A growing interest is being shown to carbon nanotubes (CNTs) due to their excellent mechanical properties as an ideal reinforcement for metal matrixes. In this study, the cold roll boding (CRB) process was used to fabricate Cu/CNT composite strips. For this purpose, the CNTs were dispersed homogeneously between two pure copper sheets which were subsequently roll bonded at room temperature. In order to evaluate the behavior of CNT particles between the Cu strips, optical microscopy, scanning electron microscopy, and energy dispersive X-ray spectroscopy were used along with the peeling test. The microstructure of the Cu/CNT composite consists of two regions: composite regions in which most CNTs are distributed, and CNT-free regions. The results of the peeling test revealed that, compared to roll-bonded Cu strips without particles, the presence of even a small amount of CNTs at the interface could reduce significantly the peeling force for identical thickness reductions. It was also found that threshold thickness reduction decreased but the bond strength of the Cu/CNT interface increased with increasing volume fraction of CNTs.

Keywords: Metal matrix composites (MMC); Cold roll bonding; Bond strength; Copper; Carbon nanotube

Introduction

The idea of composite materials emerged from the need for lightweight materials with improved mechanical and physical properties such as enhanced strength, toughness, and thermal and electrical conductivity. However, extensive application of such materials depends on the selection of proper reinforcement materials [1,2].

Ever since they were discovered by Iijima [3], multiwall carbon nanotubes (MWCNTs) have received increasing attention as a new kind of reinforcement material for the production of advanced engineering composites. Especially advantaged for their low density, carbon nanotubes are also expected to bring about improvements in the mechanical and physical performance of monolithic materials due to their extraordinary properties like ultra-high elastic modulus (about 1 Tpa), tensile strength (150 GPa), and thermal conductivity (about 3000 W/mK) [1,4]. As a result, a variety of fabrication methods have been used over the last two decades to incorporate CNTs in metal matrixes in order to produce carbon nanotube reinforced metal matrix (MM-CNT) composites. The most important challenge in the field of MM-CNT composites as reported by many researchers is the uniform dispersion of CNTs to overcome the inferior mechanical properties mainly caused by the agglomeration of CNTs and the low relative density of the composite [5-7].

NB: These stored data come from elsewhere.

PR #13790, opened 2023-04-30
gl: Fix blur_intensity GL_INVALID_OPERATION validation layers error

AniLeo:
blur_intensity is a float, so the cast needs to be f32 instead of s32

Fixes validation layers spam when using OpenGL and an emulator overlay is visible on the screen

`E RSX: [DEBUG_OUTPUT] [API] [ERROR] [1]: GL_INVALID_OPERATION in glUniform1("blur_intensity"@9 is float, not int)`


AniLeo:
Verified fixed

Megamouse:
lgtm. blur_intensity is float

kd-11:
Whoopsie daisy 😁

PR #13791, opened 2023-04-30
Don't ship git folder

Megamouse:
- Remove git dir from all distributions
- Silence some warnings
- Ignore warnings from external sources when building the rcps3 project in Visual Studio. This silences Qt warning spam.


Megamouse:
Saves almost 1MB in the zip file (would be increasing over time)

hcorion (approved):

Cold pressure welding by rolling, or cold roll bonding (CRB), is a solid-state welding process in which multiple layers of metals are stacked together and rolled to produce adequate deformation that will yield solid-state welds at room temperature [8]. In this process, two or more sheets, plates, or strips of metals or alloys of metals stacked together are passed through a pair of rolls until an appropriate deformation is achieved to produce the solid-state bonding between the original individual metal pieces. The bonding process is, however, hindered by the low mobility of atoms, which may be overcome by the high compressive and shear stresses at the contact surfaces during plastic deformation. Before roll bonding, it is necessary to remove contaminated layers from the surfaces of the metals to be bonded [9-11].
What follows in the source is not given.